A Federação Nacional dos Jornalistas diz que o diploma (como parte de uma regulamentação profissional) é um direito do jornalista. Não é.Direito de jornalista é trabalhar em condições dignas, o que inclui, especialmente, o respeito à integridade que o produto de seu trabalho fizer por merecer. Diploma não tem nada com isso.Diploma tampouco impede que o jornalista cometa assassinatos de caráter, o que não é propriamente raro na imprensa brasileira. Nem garante que o consumidor do trabalho jornalístico terá respeitado o seu direito essencial à informação honesta, fundamentada e veraz.Em tempo: este jornalista, que entrou pela primeira vez na redação de um jornal antes de entrar numa faculdade, tem a sorte de ser de um tempo em que não existia essa história de diploma. Nem ele, nem aqueles que lhe ensinaram o ofício, nem outros profissionais a quem mais admira, formaram-se em comunicação.
E é justamente de Cláudio Abramo uma das mais contundentes declarações contra essa obrigatoriedade: "Para ser jornalista, é preciso ter uma formação cultural sólida, científica ou humanística.
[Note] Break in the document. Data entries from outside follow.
PR #327, opened 2022-03-30
fix(debugger): do not escape user input in debugger logs

laurentlp:
This PR adds the logic to handle displaying raw user data when possible. 

The thumb rule is basic, don't escape characters that aren't escaped by the channel-web or the console.

**Before**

Mas as escolas são precárias. Como dar um curso sobre algo que nem eu consigo definir direito? Trabalhei 40 anos em jornal e acho muito difícil definir o que meia dúzia de atrevidos em Brasília definem como curso de jornalismo. Foi o que fez o patife do Gama e Silva (ministro da Justiça de Costa e Silva), que elaborou a lei para tirar os comunistas dos jornais". (Cláudio Abramo, "A Regra do Jogo", São Paulo, Companhia das Letras, 2002, páginas 247 e 252)."
(Fonte: http://jornalistassemdiploma.blogspot.com/)
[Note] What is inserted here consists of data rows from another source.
PR #329, opened 2022-03-31
chore(core): use proper env var for controller endpoint

laurentlp:
This PR makes sure to bring changes made here https://github.com/botpress/botpress/pull/11676 to the studio


samuelmasse (approved):
LGTM

PR #330, opened 2022-04-04
fix(dev): local cdm setup

samuelmasse:
Closes DEV-2550

### DIFF
--- a/packages/studio-be/src/studio/cloud/cloud-router.ts
+++ b/packages/studio-be/src/studio/cloud/cloud-router.ts
@@ -11,11 +11,11 @@ export class CloudRouter extends CustomStudioRouter {
   }
 
   getBearerToken(cloud: CloudConfig) {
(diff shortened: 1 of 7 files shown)


packages/studio-be/src/studio/cloud/cloud-router.ts
```diff
@@ -11,11 +11,11 @@ export class CloudRouter extends CustomStudioRouter {
   }
 
   getBearerToken(cloud: CloudConfig) {
-    const { oauthUrl, clientId, clientSecret } = cloud
+    const { clientId, clientSecret } = cloud
 
     return axios
       .post(
-        oauthUrl,
+        process.CLOUD_OAUTH_ENDPOINT!,
```
laurentlp, line 18: Why the non-null assertion operator?

samuelmasse: It's a random leftover I removed it

PR #334, opened 2022-04-06
fix(scope): call oauth with nlu scope

tomkcey:


anthonyvallee:
Tested. Works when calling the Hydra public endpoint. The `nlu` scope is added by the Cloud on client creation, the Studio that scope in the token.

```
$ curl -X POST \
  -H "Content-Type: application/x-www-form-urlencoded" \
  -d"client_id=<client_id>&client_secret=<client_secret>&grant_type=client_credentials&scope=nlu" \
  http://127.0.0.1:4444/oauth2/token

{"access_token":"<redacted>","expires_in":3599,"scope":"nlu","token_type":"bearer"}
```

EFF (approved):

PR #1245, opened 2019-09-27
Update example.cpp

alongL:
if there is no this file ["logs/multisink.txt"] , true will result in file open  exception.


gabime:
This should not throw. What does the exception say?

alongL:
> This should not throw. What does the exception say?

This should be auto create, doesn't it?

PR #1246, opened 2019-09-27
Set additional CPACK variables for RPM generator

tcraigtyler:
Sets the following when querying the generated RPM's info:

Group       : System Environment/Libraries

Muito ainda há que levar em conta na discussão do tema.
Urgente é a formação e o aperfeiçoamento dos profissionais de comunicação, para as diversas funções e responsabilidades na elaboração e adequação de conteúdos, a partir da renovação e inovações das mídias digitais e suas plataformas.
Recomendo a leitura:
Sexta-feira, Junho 19, 2009
MERVAL PEREIRA -O diploma e o monge
O GLOBO
Gostei muito de um comentário do Carlos Heitor Cony em seu programa com o Arthur Xexéo na CBN.Disse ele: "O diploma não faz o jornalista, assim como o hábito não faz o monge". Uma definição perfeita da situação que vivemos hoje, depois que o Supremo Tribunal Federal acabou com a exigência do diploma de jornalismo para o exercício da profissão. Cony completaria a explicação salientando que nós, jornalistas, somos que nem os jogadores de futebol, testados no campo, no dia a dia da profissão. Não adianta ser amigo do técnico, nem ser indicado por amigo do patrão ou do chefe. Se o jornalista não for competente na sua função, não resiste na carreira, ou vai ficar marcando passo. Com ou sem diploma.
http://arquivoetc.blogspot.com/2009/06/merval-pereira-o-diploma-e-o-monge.html
“Foi dada a eles a escolha de se tornarem reis ou mensageiros de reis. Com a ingenuidade das crianças todos escolheram ser mensageiros. Eis porque só existem mensageiros, que correm pelo mundo e, como não há mais reis, gritam uns para os outros mensagens que não têm mais sentido.”